Airdrops have long been a favorite among crypto enthusiasts, offering a unique way for projects to reward users with free tokens. But how do airdrop recipients handle their newfound wealth when the tokens finally hit the market during a Token Generation Event (TGE)? We analyzed over 3M wallets and found out that 80% of airdrop farmers immediately sell their entire allocation at TGE. Let’s dive into the numbers and assess whether this mass liquidation is a smart strategy or a missed opportunity.
Key Findings
- 80% of airdrop farmers dumped their entire airdrop allocation at TGE.
- Only 13% of airdrop recipients do not sell any airdrop on TGE.
- Those who sell the entire airdrop profit 10 times more than those who keep all of their allocations.
- Those who sell the entire airdrop make 445% more profit than those who sell a portion of their allocations.
Airdrop Selling Status at TGE: A Dumping Frenzy
Data shows that a staggering 80% of airdrop recipients liquidate their entire allocation the moment tokens are available at TGE. On average, 86.88% of all airdrop tokens are dumped, with some projects experiencing even higher percentages. For instance, Layerzero saw 96.87% of its recipients selling tokens at TGE, while Polyhedra witnessed 92.32% selling their entire allocation.

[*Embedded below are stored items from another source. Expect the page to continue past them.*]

PR #1425, opened 2016-09-14
(FACT-348) Allow fact caching

Magisus:
This allows a `ttls` element to be specified in the config file with the following structure:
`facts : { ttls : [ { "block group" : 30 days } ] }`. Facts in the specified block groups will be cached as json files and loaded from those files until the files expire, i.e. the file is older than the specified duration.

This can be used with any fact that has a blockgroup specified in the schema.

### DIFF
--- a/exe/facter.cc
+++ b/exe/facter.cc
@@ -128,6 +128,7 @@ int main(int argc, char **argv)
 
         vector<string> external_directories;
         vector<string> custom_directories;
+        unordered_map<string, int64_t> ttls;
 
         // Build a list of options visible on the command line
         // Keep this list sorted alphabetically
@@ -190,7 +191,9 @@ int main(int argc, char **argv)
                 load_global_settings(hocon_conf, vm);
                 load_cli_settings(hocon_conf, vm);
                 load_fact_settings(hocon_conf, vm);
+                ttls = load_ttls(hocon_conf);
             }
+
 
             // Check for a help option first before notifying
             if (vm.count("help")) {
@@ -294,7 +297,7 @@ int main(int argc, char **argv)
             auto facts_to_block = vm["blocklist"].as<vector<string>>();
             blocklist.insert(facts_to_block.begin(), facts_to_block.end());
         }
-        collection facts(blocklist);
+        collection facts(blocklist, ttls);
         facts.add_default_facts(ruby);
 
         // Add the environment facts
--- a/exe/facter.cc
+++ b/exe/facter.cc
@@ -148,6 +148,7 @@ int main(int argc, char **argv)
             ("help,h", _("Print this help message.").c_str())
             ("json,j", _("Output in JSON format.").c_str())
             ("show-legacy", _("Show legacy facts when querying all facts.").c_str())
+            ("list-cache-groups", _("List the name of each cacheable group of facts").c_str())
             ("log-level,l", po::value<level>()->default_value(level::warning, "warn"), _("Set logging level.\nSupported levels are: none, trace, debug, info, warn, error, and fatal.").c_str())
             ("no-cache", _("Disable loading and refreshing facts from the cache").c_str())
             ("no-color", _("Disables color output.").c_str())
@@ -237,6 +238,17 @@ int main(int argc, char **argv)
             colorize(boost::nowide::cerr);
             help(visible_options);
             return EXIT_FAILURE;
+        }
+
+        // Check for listing fact groups
+        if (vm.count("list-cache-groups")) {
+            collection facts;
+            facts.add_default_facts(!vm.count("no-ruby"));
+            vector<string> fact_groups = facts.get_fact_groups();
+            for (auto group : fact_groups) {
+                boost::nowide::cout << group << endl;
+            }
+            return EXIT_SUCCESS;
         }
 
         // Check for printing the version
--- a/exe/facter.cc
+++ b/exe/facter.cc
@@ -149,6 +149,7 @@ int main(int argc, char **argv)
             ("json,j", _("Output in JSON format.").c_str())
             ("show-legacy", _("Show legacy facts when querying all facts.").c_str())
             ("log-level,l", po::value<level>()->default_value(level::warning, "warn"), _("Set logging level.\nSupported levels are: none, trace, debug, info, warn, error, and fatal.").c_str())
+            ("no-cache", _("Disable loading and refreshing facts from the cache").c_str())
             ("no-color", _("Disables color output.").c_str())
             ("no-custom-facts", po::bool_switch()->default_value(false), _("Disables custom facts.").c_str())
             ("no-external-facts", po::bool_switch()->default_value(false), _("Disables external facts.").c_str())
@@ -191,9 +192,10 @@ int main(int argc, char **argv)
                 load_global_settings(hocon_conf, vm);
                 load_cli_settings(hocon_conf, vm);
                 load_fact_settings(hocon_conf, vm);
-                ttls = load_ttls(hocon_conf);
+                if (!vm.count("no-cache")) {
+                    ttls = load_ttls(hocon_conf);
+                }
             }
-
 
             // Check for a help option first before notifying
             if (vm.count("help")) {
--- a/lib/src/facts/cache.cc
+++ b/lib/src/facts/cache.cc
@@ -1,0 +1,109 @@
+#include <internal/facts/cache.hpp>
+#include <internal/facts/external/json_resolver.hpp>
+
+#include <rapidjson/document.h>
+#include <rapidjson/prettywriter.h>
+#include <leatherman/logging/logging.hpp>
+#include <leatherman/file_util/directory.hpp>
+#include <leatherman/file_util/file.hpp>
+#include <boost/nowide/fstream.hpp>
+#include <time.h>
+
+using namespace std;
+using namespace rapidjson;
+using namespace facter::facts::external;
+namespace boost_file = boost::filesystem;
+
+namespace facter { namespace facts { namespace cache {
+
+    bool cache_is_valid(boost_file::path const& cache_dir, int64_t ttl) {
+        time_t last_mod = boost_file::last_write_time(cache_dir);
+        time_t now;
+        double lifetime_seconds = difftime(time(&now), last_mod);
+        return static_cast<int64_t>(lifetime_seconds) < ttl;
+    }
+
+    void load_facts_from_cache(boost_file::path const& cache_dir, vector<string> const& cached_facts, collection& facts) {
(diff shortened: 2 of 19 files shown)


Magisus:
I have manually verified this both on my laptop and on a Windows VM, but I would like some ideas about what kind of automated tests we would like to see. Does it make sense to try to mock out some stuff and add unit tests? Or should this only be tested at the integration level?

lib/src/facts/cache.cc
```diff
@@ -0,0 +1,108 @@
...
+        if (boost_file::is_directory(cache_dir) && cache_is_valid(cache_dir, ttl)) {
+            LOG_DEBUG("loading cached values for {1} facts", res->name());
+            load_facts_from_cache(cache_dir, res->names(), facts);
+        } else {
+            LOG_DEBUG("caching values for {1} facts", res->name());
+            refresh_cache(res, cache_dir, facts);
+        }
+    }
+
+    struct stream_adapter
```
Magisus: This is copied from the collection, what is a good spot to put this so they both can share?

.travis.yml
```diff
@@ -43,7 +43,7 @@ env:
     - PATH=$USERDIR/bin:$PATH
     - LD_LIBRARY_PATH=$USERDIR/lib:$LD_LIBRARY_PATH
     - LEATHERMAN_VERSION=0.9.0
-    - CPPHOCON_VERSION=0.1.2
+    - CPPHOCON_VERSION=0.1.3
```
glennsarti: Should this be split into a seprate maint commit?

appveyor.yml
```diff
@@ -2,7 +2,7 @@ version: 3.1.0.{build}
 clone_depth: 10
 environment:
   LEATHERMAN_VERSION: 0.9.0
-  CPPHOCON_VERSION: 0.1.2
+  CPPHOCON_VERSION: 0.1.3
```
glennsarti: Should this be split into a seprate maint commit?

lib/src/facts/cache.cc
```diff
@@ -0,0 +1,108 @@
...
+using namespace rapidjson;
+using namespace facter::facts::external;
+namespace boost_file = boost::filesystem;
+
+namespace facter { namespace facts { namespace cache {
+
+    bool cache_is_valid(boost_file::path const& cache_dir, int64_t ttl) {
+        time_t last_mod = boost_file::last_write_time(cache_dir);
+        time_t now;
+        double lifetime_seconds = difftime(time(&now), last_mod);
```
Magisus: Both of these times are reported as unix timestamps (i.e. the number of seconds since 00:00 hours, Jan 1, 1970 UTC), and should not be affected by changing time zones.

glennsarti:
I've manually tested modifying the timezone on Windows and it does not affect the TTL calculation.  Changing the time itself does affect the TTL calculation but that is to be expected.

lib/src/facts/cache.cc
```diff
@@ -0,0 +1,116 @@
...
+
+using namespace std;
+using namespace rapidjson;
+using namespace facter::facts::external;
+namespace boost_file = boost::filesystem;
+
+namespace facter { namespace facts { namespace cache {
+
+    bool cache_is_valid(boost_file::path const& cache_dir, int64_t ttl) {
+        time_t last_mod = boost_file::last_write_time(cache_dir);
```
glennsarti: The last modified datetime stamps on directories under Windows are notoriously erroneous. Given that only puppet _should_ be modifying these it may be ok, but I'm not comfortable with the directory based timestamps.  The file based stamps are far more reliable

.travis.yml
Magisus: I'm not sure, given that the rest of the functionality in this PR doesn't work at all without it. What do you think? Do we usually always split it out?

glennsarti: Ahh ok..In that case perhaps a mention in the commit message as to why hocon is being bumped for a fact caching PR.

Magisus: Will do!

lib/src/facts/cache.cc
Magisus: Okay good to know. That is easier to do now that we have changed it to always produce a file for every fact, collected or not. Originally I checked the directory because I couldn't predict which facts would actually be in it.

Magisus:
This can't be merged until the new version of HOCON is tagged and some Facter CMake files are updated to handle new i18n features, see https://github.com/puppetlabs/cpp-hocon/pull/79 and https://github.com/puppetlabs/facter/pull/1432

Magisus:
Everything has been updated in puppet-agent to handle the cpp-hocon version bump, this is good to go through when review is complete.

lib/src/facts/cache.cc
Magisus: @glennsarti I did some investigation into writing all the facts for a given resolver into one file, implementation is here: https://github.com/Magisus/facter/commit/bc9087e84805a3378d086cd714346ef51c57a4d8

Magisus:
I would love to get a second set of eyes on this, @tylerpace or maybe @MikaelSmith , would one of you mind taking a look when you get a chance?

acceptance/tests/options/ignore_cache.rb
```diff
@@ -0,0 +1,53 @@
...
+  config = <<-FILE
+  cli : { debug : true }
+  facts : { ttls : [ "kernel" : 30 minutes ] }
+  FILE
+
+  agents.each do |agent|
+    config_dir = get_default_fact_dir(agent['platform'], on(agent, facter('kernelmajversion')).stdout.chomp.to_f)
+    config_file = File.join(config_dir, "facter.conf")
+
+    cached_facts_dir = get_cached_facts_dir(agent['platform'], on(agent, facter('kernelmajversion')).stdout.chomp.to_f)
```
MikaelSmith: Might be nice to re-use the kernelmajversion so we don't query Facter twice.

acceptance/tests/options/ignore_cache.rb
```diff
@@ -0,0 +1,53 @@
+test_case "--ignore-cache command-line option causes the fact cache to be ignored" do
+  require 'facter/acceptance/user_fact_utils'
+  extend Facter::Acceptance::UserFactUtils
+
+  # the kernel fact should be resolvable on ALL systems
+  cached_fact_name = "kernel"
+
+  config = <<-FILE
+  cli : { debug : true }
+  facts : { ttls : [ "kernel" : 30 minutes ] }
```
MikaelSmith: Can we also test expiration by modifying mtime on the cache file (make it appear older than 30 minutes) and trying again?

exe/facter.cc
```diff
@@ -147,7 +148,9 @@ int main(int argc, char **argv)
             ("help,h", _("Print this help message.").c_str())
             ("json,j", _("Output in JSON format.").c_str())
             ("show-legacy", _("Show legacy facts when querying all facts.").c_str())
+            ("list-cache-groups", _("List the name of each cacheable group of facts").c_str())
```
MikaelSmith: Can we acceptance test `list-cache-groups`?

lib/src/facts/cache.cc
MikaelSmith: I don't have a great recommendation. File stat can be a little slow, so avoiding stat-ing every file is useful, but that trades off against potentially reading and updating a large file if a lot of facts are cached (even for a single update). With that trade-off, I'd lean towards following the original RFC.

MikaelSmith: Actually, I'm not sure why we're treating the whole directory as valid/invalid. Isn't the ttl per resolver? So we'd want to check validity per resolver?

lib/src/facts/cache.cc
MikaelSmith: Anonymous namespace in collection.hpp makes sense to me.

lib/src/facts/collection.cc
```diff
@@ -319,20 +329,33 @@ namespace facter { namespace facts {
...
+
+        // Check if the resolver has been blocked
+        if (try_block(res)) {
+            return;
+        }
+
+        // Check if the resolver should be cached
+        auto resolver_ttl = _ttls.find(res->name());
+        if (resolver_ttl != _ttls.end()) {
+           cache::use_cache(*this, res, (*resolver_ttl).second);
```
MikaelSmith: This happens before resolving facts. So I don't understand how this will result in caching the correct values if the cache is deemed invalid.

MikaelSmith: Ah right, the resolution happens in refresh_cache.

lib/src/facts/cache.cc
Magisus: There is a subdirectory for the facts from each resolver. I'm not checking the whole cache directory, but each subdirectory.

exe/facter.cc
Magisus: added

lib/src/facts/cache.cc
MikaelSmith: Ah, then a single file per resolver seems fine.

Magisus: Okay I'll get that update merged in then.

ahpook: @Magisus do the contents of a given file map directly back to the config file? that is, i would expect that if i configure 

`facts : { ttls : [ { "os" : 30 days } ] }`

all of the `os` facts would be collected in a batch and kept in one file. I *think* that's what you're saying - if so i am enthusiastic 👍

acceptance/tests/options/ignore_cache.rb
Magisus: Added this test case

acceptance/tests/options/ignore_cache.rb
Magisus: udpated

lib/src/facts/cache.cc
Magisus: Yes, this is what would happen. Thanks for the input, I'll make this change.

Magisus:
@glennsarti has some acceptance tests [here](https://github.com/glennsarti/facter/tree/fact-348-tests) for the feature itself. We can either try to get those into this PR, or open a separate ticket/PR for them.

MikaelSmith:
I don't have much time to review. Overall seems good.

Magisus:
No problem @MikaelSmith, thanks so much for your input!

tylerpace:
@Magisus +1 from me for `list-cache-groups` and `no-cache`.

Magisus:
The new tests look good. I edited my `--no-cache` tests to not use the kernel fact. Running these through a small pipeline, if green, I'm 👍  to merge this!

These figures underscore a clear trend: the majority of recipients choose to sell immediately, either due to fear of token devaluation or the desire for instant liquidity.
Selling Entire Allocation at TGE: Smart Decision or Missed Opportunity?
At first glance, selling the entire airdrop allocation at TGE seems like a profitable move. The data shows that individuals who sold their entire allocation earned 445% more profit than those who sold only a portion. The numbers speak for themselves – those who cashed out immediately gained approximately 10 times more profit than those who held onto their tokens.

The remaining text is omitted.